Interferon-{lambda} renders epithelial cells of respiratory and gastrointestinal tract resistant to viral infections.

Virus-infected cells secrete a broad range of interferons (IFN) which confer resistance to yet uninfected cells by triggering the synthesis of antiviral factors. The relative contribution of the various IFN subtypes to innate immunity against virus infections remains elusive. IFN-alpha, IFN-beta and other type I IFN molecules signal through a common universally expressed cell surface receptor, whereas type III IFN (IFN-lambda) uses a distinct cell type-specific receptor complex for signaling. Using mice lacking functional receptors for type I IFN, type III IFN, or both, we found that IFN-lambda plays an important role in the defense against several human pathogens that infect the respiratory tract such as influenza A virus, influenza B virus, respiratory syncytial virus, human metapneumovirus and SARS coronavirus. These viruses were more pathogenic and replicated to higher titers in the lung of mice lacking both IFN receptors than in mice with single IFN receptor defects.

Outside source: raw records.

PR #3390, opened 2021-10-16
minor adjustment to setting building properties

### LINKED ISSUE #3386: StreetComplete tagging disused buildings as abandoned
# What happened

I encountered this issue today while surveying.

- Prior to my survey, the building was tagged (by me in June, I might add) as `building=yes` + `disused=yes`.
- Today, when I was doing a survey in the area, I was asked what the type of the building was.
- I remember thinking that I had tagged it before, but I didn't check.
- I also remembered about the abandoned option, which seemed to be the best fit.
- I therefore selected *Abandoned*, and the `abandoned=yes` tag was added.

# What I think should happen

StreetComplete should not add the `abandoned=yes` tag to buildings with a `disused=yes` tag.

I do not necessarily think that the quest should not be asked, since it may be possible to more precisely determine the building's type, even if it is disused.

# Situational information

Just for some background, I'm not 100% sure how the building ([way 954753584](https://osm.org/way/954753584/history)) concerned should be tagged.  I have, however, found a photo on Geograph which more or less depicts the current state, and also provides some context as to what the building actually is.  However, regardless of how this building should be tagged (I am leaving both in place for now), the issue still (as far as I am concerned) remains.

[Image showing what is labelled as The West Lodge, in Leazes Park, Newcastle upon Tyne.  It is a building built of red brick, with two storeys.  The building is of a somewhat ornamental nature.  All its windows and doors have been boarded up with metal boarding, and graffiti is present on some parts of the walls/boarding.  Surrounding the building is some metal temporary fencing of the standard design.  To the left we can see grass and trees, and also a building in the distant background.  To the right, we can see a trees and a low fence, beyond which there is grass.](https://www.geograph.org.uk/photo/5693609 "Geograph: The West Lodge, Leazes Park cc-by-sa/2.0 - © Mike Quinn - geograph.org.uk/p/5693609")

matkoniecz:
fixes #3386

Not commiting directly as I am still unsure is it worth extra complexity

### DIFF
--- a/app/src/main/java/de/westnordost/streetcomplete/quests/building_type/AddBuildingType.kt
+++ b/app/src/main/java/de/westnordost/streetcomplete/quests/building_type/AddBuildingType.kt
@@ -52,7 +52,7 @@ class AddBuildingType : OsmFilterQuestType<BuildingType>() {
                 changes.deleteIfExists("disused")
             }
             if(answer == BuildingType.RUINS && changes.getPreviousValue("abandoned") == "no") {
-                changes.deleteIfExists("disused")
+                changes.deleteIfExists("abandoned")
             }
         } else {
             changes.modify("building", answer.osmValue)


westnordost:
I don't get it. Is `disused` considered to be synonymous to `abandoned`? Do you have a link to the wiki that explains this?

Issue #3188, opened 2021-08-18
Stile replacements and other edge cases


10992-osm:
See also: #2991, #3141, \<issue to be submitted\>.

- Since the stile quest has been changed such that what was `stile=step_over` now must necessarily have a `material=stone` or `material=wood`, it might be helpful to provide a method of tagging the (very few) step-over stiles which are made of another material (metal, probably).  One could add an option for metal stiles on the main screen, but I think this won't be too helpful, as they are pretty rare ([only 207 worldwide](https://overpass-turbo.eu/s/1apE "Overpass Turbo query for metal step-over stiles"), compared to [16659 total step-over stiles](https://taginfo.openstreetmap.org/tags/stile=stepover "step-over stiles on taginfo)).  ([originally in this comment ](https://github.com/streetcomplete/StreetComplete/issues/2991#issuecomment-900432638) in #2991)
- If stiles are re-surveyed (see \<issue to be submitted\>), then it might be useful to provide more options for their replacements.  Currently, only `barrier=kissing_gate` is provided.  It [was suggested](https://github.com/streetcomplete/StreetComplete/issues/2991#issuecomment-899841013) that a stile might be replaced with a gap, a kissing gate, or another type of gate.  A kissing gate is probably the most common replacement for a stile, so the others could be hidden in the `Other answers…` menu (`The stile has been replaced by another sort of gate`, `The stile is no longer here`/`There is a gap`, `Can't say`).  Any report of a gap probably needs a note with a photo, and remote editing, but I'm not 100% sure.

I'm going to post a message on [Talk-GB] for opinions specifically about re-surveying stiles (combined with \<issue to be submitted\>.
I will ask about:
- what stiles are likely to be replaced with, and
- how a 'gap' should be mapped / responded to by StreetComplete.

I will post updates:
- when I've sent the message to the list, and
- when I seem to have received all the responses I'm going to get.

10992-osm:
The message has now been posted on [Talk-GB]:
[[Talk-GB] Removal of and changes to stiles](https://lists.openstreetmap.org/pipermail/talk-gb/2021-August/027488.html)

westnordost:
To the first point: Note that Streetcomplete does not try to cover ALL possible options but only those that are reasonably common. Let's not lose our way here.  The rest is captured via notes.

10992-osm:
[...]

PR #3391, opened 2021-10-16
change entrace image, new answer in a stile quest

matkoniecz:
partially handles #3188

screen06

screen07


westnordost:
Nice! I am happy that I did refactor that code, now this change fit in there like a glove :-)

westnordost:
btw I signed up to this hacktober event too. Instead of a t-shirt, you can also have one tree planted, so why not if you go beyond 5 PRs anyway

PR #3394, opened 2021-10-17
stop asking crossing detail for unmarked crossings

matkoniecz:
this type of object is considered as crossing in OSM tagging, but not by many regular people
as result it can be a very confusing quest, see #3341

alternative solutions:
- consider confusion as acceptable and require people to be aware about OSM classification (contrary to SC purpose and design)
- explain somehow that it may be not exactly crossing as regularly understood
- reword questions somehow to reduce confusion

Main negative effect here is that unmarked crossings may have a pedestrian island and tactile_paving data is useful also on unmarked crossings

### DIFF
--- a/app/src/main/java/de/westnordost/streetcomplete/quests/crossing_island/AddCrossingIsland.kt
+++ b/app/src/main/java/de/westnordost/streetcomplete/quests/crossing_island/AddCrossingIsland.kt
@@ -18,6 +18,7 @@ class AddCrossingIsland : OsmElementQuestType<Boolean> {
           highway = crossing
           and foot != no
           and crossing
+          and crossing != unmarked
           and crossing != island
           and !crossing:island
     """.toElementFilterExpression()}
--- a/app/src/main/java/de/westnordost/streetcomplete/quests/tactile_paving/AddTactilePavingCrosswalk.kt
+++ b/app/src/main/java/de/westnordost/streetcomplete/quests/tactile_paving/AddTactilePavingCrosswalk.kt
@@ -16,7 +16,7 @@ class AddTactilePavingCrosswalk : OsmElementQuestType<Boolean> {
         nodes with
           (
             highway = traffic_signals and crossing = traffic_signals and foot != no
-            or highway = crossing and foot != no
+            or highway = crossing and foot != no and crossing and crossing != unmarked
           )
           and (
             !tactile_paving


andrewharvey:
> Main negative effect here is that unmarked crossings may have a pedestrian island and tactile_paving data is useful also on unmarked crossings

Exactly, according to https://taginfo.openstreetmap.org/tags/crossing=unmarked#combinations, 2% of `crossing=unmarked` have `crossing:island=yes` compared to 6% which have `crossing:island=no`.

Have we noticed if the confusion is coming more from some regions than others? Perhaps it could be disabled for problematic regions only?

matkoniecz:
> Have we noticed if the confusion is coming more from some regions than others? Perhaps it could be disabled for problematic regions only?

It is 100% definitely confusing in Poland (heavily confirmed). I have seen notes indicating similar confusion in UK and USA where I am also monitoring StreetComplete notes. In other English-speaking countries note value is much lower, as result I am less sure.

Given repeated discussions/confusion among OSM mappers what is counted as crossing and what not - I am expecting this confusion to be widespread across regions. But I am not sure about this.

westnordost:
I am with  @andrewharvey here. I actually planned to create a PR to exclude `highway=crossing`s that are on `highway=service` (except `service=alley` or more?) so it should exclude the worst offenders, i.e. those "crossings" where usually a driveway just crosses the sidewalk.

westnordost:
The other common type of maybe-non-crossings are just intersections in a residential area where the sidewalk has been drawn as a separate way, so the sidewalk `highway=footway` crosses the street and often a `highway=crossing` is tagged on this node. IMO this is still a crossing through but opinions differ. At least what is useful to record is whether the kerb here is lowered or not. If it is lowered, it is worth asking if there is tactile paving and if there is an island.

So _maybe maybe maybe_, we could
1. only ask for tactile paving and island on `crossing=unmarked` if it also has `kerb=lowered` (or similar) tagged
2. start asking for the **kerb height** (`kerb=*`) at all `highway=crossing`, i.e. not only [these](https://www.openstreetmap.org/node/8479758949) (vertex of a road, sidewalks are tagged on the road) but also [those](https://www.openstreetmap.org/node/718941176) (vertex of an intersection of a road and a crossing footway). Currently, StreetComplete does not set the kerb height property on the crossing node, but at the location of the kerb (`barrier=kerb`)

matkoniecz:
> IMO this is still a crossing through but opinions differ.

I agree that it is crossing - the problem is that people consistently got confused when asked about crossing detail there.

Maybe for `crossing=unmarked` show extra info about this?

arrival-spring:
> 2. start asking for the **kerb height** (`kerb=*`) at all `highway=crossing`, i.e. not only [these](https://www.openstreetmap.org/node/8479758949) (vertex of a road, sidewalks are tagged on the road) but also [those](https://www.openstreetmap.org/node/718941176) (vertex of an intersection of a road and a crossing footway). Currently, StreetComplete does not set the kerb height property on the crossing node, but at the location of the kerb (`barrier=kerb`)

The problem with this is it can sort of make it look like there's a kerb on a road. i.e. from the perspective of the road there is a node tagged with `kerb=*`. Where there is also `highway=crossing` data consumers could/would assume that the kerb property belongs to the crossing, but I'm not sure if they do.

In fact, this is what the add crossing quest does already (add `kerb=*` on a node in the middle of a road), and I'm not so sure about that, but it may well have been discussed somewhere and I missed it. I don't think it matches accepted usage of the `kerb` tag. See [the wiki](https://wiki.openstreetmap.org/wiki/Key:kerb).

westnordost:
> The problem with this is it can sort of make it look like there's a kerb on a road

`kerb=*` is not a primary map feature but a property - of either a `highway=crossing` or a `barrier=kerb`. Data consumers that are looking for barriers (should) look for `barrier=*`. As far as this tag is defined, there is no issue, it is quite clear.

> I don't think it matches accepted usage of the kerb tag. See the wiki.

Yes it does. Citation from the wiki page you linked: _"[...] If the kerb is identical on both sides of a crossing, it is possible to add the kerb=* tag to the highway=crossing node, which sacrifices accuracy for simplicity [...]"_

The (only) issue there is with this is that it is essentially duplicate information where it is tagged like this:
image
On the other hand, if this is done, then we can avoid tagging `tactile_paving`, `crossing:island` (and `crossing=unmarked` depending on what exactly we filter) on every single of those "non-crossings".

matkoniecz:
> then we can avoid tagging tactile_paving, crossing:island (and crossing=unmarked depending on what exactly we filter) on every single of those "non-crossings" because we can bail on asking any more questions if kerb=raised/none or similar.

It is worse. Most of "it is not a crossing at all" that confused people had lowered curb.

matkoniecz:
> do not show tactile paving + island + ... quests for highway=crossing if it is crossing = unmarked ( and (!kerb or kerb~no|flush) and (!tactile_paving or tactile_paving=no)) and a vertex of a highway=service

So crossings in `highway=service` with `kerb=no/flush` or `crossing and crossing!=unmarked` would be shown?

And `crossing=unmarked` on `highway=residential` questions would be shown, but with some different wording?

PR #3419, opened 2021-10-21
Refactor LastUsedValuesStore to use sequences instead of LinkedList

smichel17:
Three main benefits (in order):

1. Simpler implementation
2. More efficient, I think
3. Switches a Java dependency to Kotlin — some small progress towards #1892


westnordost:
I don't know, must be a relict from before I used injection consistently. If you remove it, kindly check if everything is still working as intended

smichel17:
Okay, this is harder than it looks. The problem is that Dagger doesn't much like generics, and `LastPickedValuesStore<T>` is one. Probably someone who knows Dagger better could get it to work, but I'm at the limit of how much time I want to spend on it right now. Anyway, it's not *really* related to this PR, just something tangential I noticed & wanted to ask about. So I'll leave it for later.

PR #3457, opened 2021-10-26
Add housename to street quest

arrival-spring:
I can't see that this has been discussed anywhere, I did see https://github.com/streetcomplete/StreetComplete/issues/213#issuecomment-406603714
> * [x]  research what should be done with house names (exclude addr:housename?) - no, if `addr:streetnumber` is present then `addr:housename` also present is not changing anything at all

But this seems to be about excluding objects with both housenumber and housename

At least in the UK, houses with housename belong to a street/place in the same way that houses with housenumber do, so it feels odd when answering quests that only with housenumber do you get the street quest after answering.

I don't know if that's different in different parts of the world though.

(This is untested)

### DIFF
--- a/app/src/main/java/de/westnordost/streetcomplete/quests/address/AddAddressStreet.kt
+++ b/app/src/main/java/de/westnordost/streetcomplete/quests/address/AddAddressStreet.kt
@@ -37,7 +37,7 @@ class AddAddressStreet : OsmElementQuestType<AddressStreetAnswer> {
     override fun getTitle(tags: Map<String, String>) = R.string.quest_address_street_title
 
     override fun getTitleArgs(tags: Map<String, String>, featureName: Lazy<String?>): Array<String> =
-        arrayOfNotNull(tags["addr:streetnumber"] ?: tags["addr:housenumber"])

By contrast, Lassa fever virus, which infects via the respiratory tract but primarily replicates in the liver, was not influenced by the IFN-lambda receptor defect. Careful analysis revealed that expression of functional IFN-lambda receptor complexes in lung and intestinal tract is restricted to epithelial cells and few other undefined cell types. Interestingly, we found that SARS coronavirus was present in feces from infected mice lacking receptors for both type I and type III IFN but not from mice lacking single receptors, supporting the view that IFN-lambda contributes to the control of viral infections in epithelial cells of both respiratory and gastrointestinal tract.